The Article Mapper maps individual WordPress post/page fields to Moveworks internal article attributes. Use the following configuration:

For Pages:

1{
2 "created_at": "$TIMECONV(date_gmt)",
3 "updated_at": "$TIMECONV(modified_gmt)",
4 "article_id": "$TEXT($INTEGER(id))",
5 "title": "title.rendered",
6 "body": "content.rendered",
7 "article_url": "link",
8 "article_state": "\"PUBLISHED\"",
9 "article_visibility": "\"VISIBLE\"",
10 "article_class": "\"CONTENT_ITEM\"",
11 "article_hierarchies": [
12 {
13 "tier_values": "[\"\"]",
14 "tier_label": "\"KNOWLEDGE_BASE\""
15 }
16 ]
17}

For Posts:

1{
2 "created_at": "$TIMECONV(date_gmt)",
3 "updated_at": "$TIMECONV(modified_gmt)",
4 "article_id": "$TEXT($INTEGER(id))",
5 "title": "title.rendered",
6 "body": "content.rendered",
7 "article_url": "link",
8 "article_state": "\"PUBLISHED\"",
9 "article_visibility": "\"VISIBLE\"",
10 "article_class": "\"CONTENT_ITEM\"",
11 "article_hierarchies": [
12 {
13 "tier_values": "[\"\"]",
14 "tier_label": "\"KNOWLEDGE_BASE\""
15 }
16 ]
17}

The Article Mapper is the same for both pages and posts since the WordPress REST API uses a consistent response structure for both content types.

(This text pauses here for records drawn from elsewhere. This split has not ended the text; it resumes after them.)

PR #3014, opened 2021-02-02
Ignore button long-press event, if not allowed

Panayiotis-git:
The button of the printer can register two kind of events:
- the click, which is triggered when the button is released after a short press
- the long-press, which at certain screens is triggered when the button is pressed continuously for some time.

At the screens where the long-press event is not allowed, currently the code executes the menu_back() method. This seems to breaks the functionality of some screens. For example, if the button is long-pressed during the preheating phase of the Load filament menu (which is a modal screen), then the user is returned to the previous menu and is not any more able to Cancel the preheat, not even by selecting again the Load filament menu.

This PR, simply ignores the long-press event where it is not allowed. This is a more natural behavior, since the button always triggers a click event (independently of the keypress duration), except for the screens where we want to trigger the long keypress functionality.

### DIFF
--- a/Firmware/ultralcd.cpp
+++ b/Firmware/ultralcd.cpp
@@ -8048,7 +8048,7 @@ void menu_lcd_longpress_func(void)
     // explicitely listed menus which are allowed to rise the move-z or live-adj-z functions
     // The lists are not the same for both functions, so first decide which function is to be performed
     if ( (moves_planned() || IS_SD_PRINTING || usb_timer.running() )){ // long press as live-adj-z
-        if(( current_position[Z_AXIS] < Z_HEIGHT_HIDE_LIVE_ADJUST_MENU ) // only allow live-adj-z up to 2mm of print height
+        if (( current_position[Z_AXIS] < Z_HEIGHT_HIDE_LIVE_ADJUST_MENU ) // only allow live-adj-z up to 2mm of print height
         && ( menu_menu == lcd_status_screen // and in listed menus...
           || menu_menu == lcd_main_menu
           || menu_menu == lcd_tune_menu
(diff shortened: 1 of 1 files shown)


wavexx:
I didn't test it yet, but I approve the idea. The preheating issue is that there's no real/proper "modal" menu handling while waiting for preheat.

I'd actually keep the "lcd_quick_feedback" call, and change the previous menu_back() to quick_feedback instead. It gives the user some feedback the that the longpress was detected, but was ignored on purpose.

DRracer:
@Panayiotis-git fixing functionality by removing code - I like that :)

Panayiotis-git:
The button long-press event is handled in several different ways depending on the current screen:
1. go to Move Z axis
2. go to Live adjust
3. enable a hidden functionality
4. return to previous menu (sometimes it could be interpreted as Cancel choice, while selecting a numeric value)
5. remain at the current screen (event is skipped)
6. not triggered at all and behave as a normal click on button release (when a multiple choice screen is implemented)

While navigating at the menus and functions of the printer, I usually find my self unable to determine what a long-press would result to. Even the Move Z axis function is triggered at some places (the Setting menu for example), but not at other places without an obvious reason (e.g. the Calibration menu).

This is my initial try to solve the bug at the loading filament and make the handling less confusing. Obviously by cutting functionality... ;)

Anyway, I have posted a fix for the loading filament preheat bug at the PR https://github.com/prusa3d/Prusa-Firmware/pull/2335, because it could not stand as a separate PR.

wavexx:
I tried this and I think it's working fine, but I'd keep the lcd_quick_feedback() to indicate that it has been seen. Without it I have the impression the longpress didn't register.

Panayiotis-git:
I've added the lcd_quick_feedback() to notify the user that a longpress was registered but was blocked, if it was not allowed.

wavexx:
What's your personal take on this? (do you think the feedback is useful or not?).
Since this PR  I tried to spam the longpress a bit everywhere. It's definitely more broken than not.

Panayiotis-git:
I find the feedback really useful. I would prefer though a different pitch sound to differentiate the case when the event is skipped from the case when the event was handled by the printer (cases 1...3 from the list at the above post).

wavexx:
@leptun I would consider this for the 3.12

Looks like there's currently a trivial merge conflict due to some whitespace changes.

leptun:
@wavexx I agree, this can go into 3.12. It is already tagged. Still need to see how it works on the printer before approving, but it looks fine to me

leptun (approved):
Seems to work just fine. Menus just get redrawn when the long-press event happens

PR #3016, opened 2021-02-03
Fix additional gcc 7.3 warnings

wavexx:
This is a no-code-change PR to silence more warnings caught by gcc 7.3.
They're divided by category through each commit.


wavexx:
Remaining warnings are cleared through https://github.com/prusa3d/Arduino_Boards/pull/9

I consider suppressing the portability warnings superior than changing several existing (and correct) defines, since we won't be switching to a different compiler.

Firmware/Marlin_main.cpp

The key difference is the Start URL — use /wp/v2/pages for pages and /wp/v2/posts for posts.

Field mapping reference:

Moveworks AttributeWordPress API FieldDescription
created_atdate_gmtArticle creation timestamp (GMT)
updated_atmodified_gmtLast modified timestamp (GMT)
article_ididUnique WordPress post/page ID
titletitle.renderedRendered HTML title
bodycontent.renderedRendered HTML content body
article_urllinkPublic permalink URL
article_stateSet to PUBLISHED (the Start URL filters for status=publish)
article_visibilitySet to VISIBLE for all employees

Validation

Once you have saved the ingestion configuration, the ingestion pipeline will run in the background. You can track the status on the Indexed Content View.

Search for your WordPress articles by title — if they appear in the console, they have been ingested successfully.